PacRim7 7th PacRim Meeting Poster Presentations (1) (52 abstracts)
1Instituto de Biología y Medicina Experimental (IBYME), Buenos Aires Argentina; 2Dame Roma Mitchell Cancer Research Laboratories, School of Medicine, AHMS, University of Adelaide, Adelaide, SA 5005, Australia.

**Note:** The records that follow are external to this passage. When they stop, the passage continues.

PR #568, opened 2025-06-25
fix rolling update stuck that when old pods were not ready

### LINKED ISSUE #567: RollingUpdate stuck if all old pod are not ready
**What happened**:
Rolling update stuck if all old pod were not ready.

Rolling update successfully.

old.yaml
```yaml
kind: LeaderWorkerSet
metadata:
  name: leaderworkerset-rollout
spec:
  rolloutStrategy:
    type: RollingUpdate
    rollingUpdateConfiguration:
      maxUnavailable: 0
      maxSurge: 1
  replicas: 4
  leaderWorkerTemplate:
    size: 1
    workerTemplate:
      spec:
        containers:
          - name: nginx
            image: image-not-exist:v1
            ports:
              - containerPort: 8080
```
new.yaml
```yaml
kind: LeaderWorkerSet
metadata:
  name: leaderworkerset-rollout
spec:
  rolloutStrategy:
    type: RollingUpdate
    rollingUpdateConfiguration:
      maxUnavailable: 0
      maxSurge: 1
  replicas: 4
  leaderWorkerTemplate:
    size: 1
    workerTemplate:
      spec:
        containers:
          - name: nginx
            image: nginx:latest
            ports:
              - containerPort: 8080
```
 
```
kubectl get po

NAME                        READY   STATUS         RESTARTS   AGE
leaderworkerset-rollout-0   0/1     ErrImagePull   0          42s
leaderworkerset-rollout-1   0/1     ErrImagePull   0          42s
leaderworkerset-rollout-2   0/1     ErrImagePull   0          42s
leaderworkerset-rollout-3   0/1     ErrImagePull   0          42s
leaderworkerset-rollout-4   1/1     Running        0          22s

```

v0.6.2 works well,  but fails on the main branch .

**Environment**:

Client Version: v1.32.1
Kustomize Version: v5.5.0
Server Version: v1.33.1-aliyun.1

v0.6.1-29-gf9a6396-dirty

- Kernel (e.g. `uname -a`):
- Install tools:
- Others:

gujingit:
#### What type of PR is this?
/kind bug

fix rolling update stuck that when old pods were not ready

Fixes #567 

```release-note

```

### DIFF
--- a/pkg/controllers/leaderworkerset_controller.go
+++ b/pkg/controllers/leaderworkerset_controller.go
@@ -611,7 +611,7 @@ func rollingUpdatePartition(states []replicaState, stsReplicas int32, rollingSte
 	// (for example, all replicas are not ready when rolling update is started).
 	// Note that we never drop the partition below rolliingStepPartition.
 	for idx := min(partition, stsReplicas-1); idx >= rolliingStepPartition; idx-- {
-		if !states[idx].ready {
+		if !states[idx].ready || states[idx].updated {
 			partition = idx
 		} else {
 			break
--- a/test/e2e/e2e_test.go
+++ b/test/e2e/e2e_test.go
@@ -163,6 +163,23 @@ var _ = ginkgo.Describe("leaderWorkerSet e2e tests", func() {
 		testing.ExpectLeaderWorkerSetAvailable(ctx, k8sClient, lws, "All replicas are ready")
 	})
 
+	ginkgo.It("Can perform a rolling update even if old lws not ready", func() {
+		// Create lws with not exist image.
+		lws := wrappers.BuildLeaderWorkerSet(ns.Name).LeaderTemplate(nil).Size(1).Replica(2).MaxSurge(1).MaxUnavailable(0).Obj()
+		lws.Spec.LeaderWorkerTemplate.WorkerTemplate.Spec.Containers[0].Image = "not-exist-image:v1"
+		testing.MustCreateLws(ctx, k8sClient, lws)
+
+		//Update lws.
+		testing.UpdateWorkerTemplateImage(ctx, k8sClient, lws)
+
+		// Rolling update completes.
+		testing.ExpectValidLeaderStatefulSet(ctx, k8sClient, lws, 2)
+		testing.ExpectValidWorkerStatefulSets(ctx, lws, k8sClient, true)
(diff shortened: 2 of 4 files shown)


ahg-g (commented):
Thanks, any tests we can add to cover this bug?

pkg/controllers/leaderworkerset_controller.go
```diff
@@ -611,9 +611,10 @@ func rollingUpdatePartition(states []replicaState, stsReplicas int32, rollingSte
 	// (for example, all replicas are not ready when rolling update is started).
 	// Note that we never drop the partition below rolliingStepPartition.
 	for idx := min(partition, stsReplicas-1); idx >= rolliingStepPartition; idx-- {
-		if !states[idx].ready {
-			partition = idx
+		if states[idx].ready && states[idx].updated {
```
kerthcet: Also involve @pierewoj in as the author of this.

pierewoj: This does not seem right to me. It means that we will ignore the readiness of the replicas that have not been updated and will move the partition potentially causing avail drop, or no?

We already have `rolling update with no ready replicas` Integ test that prevent a case that was reported in the https://github.com/kubernetes-sigs/lws/issues/567. However we don't test the update with maxSurge>0 and potentially that's where the issue comes from.

I am on vacation atm, but likely can find a bit of time in the evening to try to repro and see what could be a fix.

pierewoj: Spent a short while on this, I was able to reproduce this with an integ test. I agree the issue is that in this logic here we don't consider that it's actually OK to move the partition if the replica is already updated. But the proper condition seems to be:
```
if !states[idx].ready || states[idx].updated {
	partition = idx
} else {
	break
}
```

And with that the repro test (and other integ tests) succeed.

kerthcet: Maybe we should be more strict here like `if !states[idx].ready || (states[idx].updated && states[idx].ready)`, what do your guys think? @pierewoj @gujingit It follows the same pattern in lws now as we try to make sure the updated ones should be ready first.

pierewoj: Aren't these equivalent? `~a || b === ~a || (b && a)`

kerthcet: true.
/lgtm
/approve

Thanks all!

Overexpression of ErbB-2, a member of ErbB family of receptor tyrosine kinases, occurs in 1520% of breast cancers (BC) and is considered a major oncogenic driver. Despite clinical efficiency of ErbB-2-targeted therapies (e.g. trastuzumab), resistance to said drugs is a major issue. While ErbB-2 is mainly a cell membrane-bound receptor, it can migrate to the nucleus (NErbB-2) where it acts as a transcription factor or coactivator. We revealed that NErbB-2 is a major proliferation driver in trastuzumab-resistant BC. Here, we used JIMT-1 BC cells, which constitutively express NErbB-2 and are intrinsically trastuzumab-resistant, to explore the transcriptional consequences of NErbB-2 activity. RNAseq was performed on JIMT-1 cells transfected with and without a human ErbB-2 nuclear localization domain mutant (hErbB-2ΔNLS), unable to translocate to the nucleus, which acts as a dominant negative inhibitor of endogenous NErbB-2 migration. Exclusion of ErbB-2 from the nucleus resulted in up-regulation of 280 genes and down-regulation of 33 genes. Functional analysis using String Database revealed that blockade of NErbB-2 presence increased expression of genes involved in type-I interferon and cytokine-mediated signaling pathways (FDR 7.52E-34 and 4.48E-32, respectively). Interferon beta (IFNβ) and lambda (IFNλ), key players in interferon signaling, were among top up-regulated genes. In independent validation experiments, blockade of NErbB-2 induced IFNβ and IFNλ mRNA expression in JIMT-1 and HCC-1569 trastuzumab-resistant cells. hErbB-2ΔNLS also induced TRIM22 and OAS-2 mRNA expression, two proteins activated by interferon signaling. JIMT-1 xenografts demonstrated that blockade of NErbB-2 localization by injection of hErbB-2ΔNLS significantly inhibits in vivo tumor growth. Interestingly, IFNβ and IFNλ mRNA levels were also up-regulated in hErbB-2ΔNLS-injected tumors. Moreover, treatment with IFNβ or IFNλ inhibited in vitro proliferation of JIMT-1 cells. Collectively, these findings reveal IFNβ and IFNλ as novel targets of NErbB-2 and suggest that NErbB-2 drives the growth of trastuzumab-resistant BC cells via transcriptional repression of interferons.